▸ PROBLEM TO WORK ON: Starting with the line that contains "- All tests follow the same name format.", copy every remaining line of the data below exactly, the last one included.

━━━ DATASET RECORDS ━━━

PR #155, opened 2021-06-14
Optimize backstop test results

FlyersPh9:
- All `<section>`s include padding, column flex direction, and gap.  Some demo pages override these defaults as needed.
- All tests target a selector, no longer targeting full browser window (except for sticky alert, footer).
- No tests include non-UI component elements within the results (exclude `<h1>`-`<h6>`, `<hr>`, theme switcher button).
- All tests follow the same name format.
- When possible, test results width reduced to ~800px via scenario.js, not via demo HTML.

━━━

▸ WRITTEN REPLY:
- All tests follow the same name format.
- When possible, test results width reduced to ~800px via scenario.js, not via demo HTML.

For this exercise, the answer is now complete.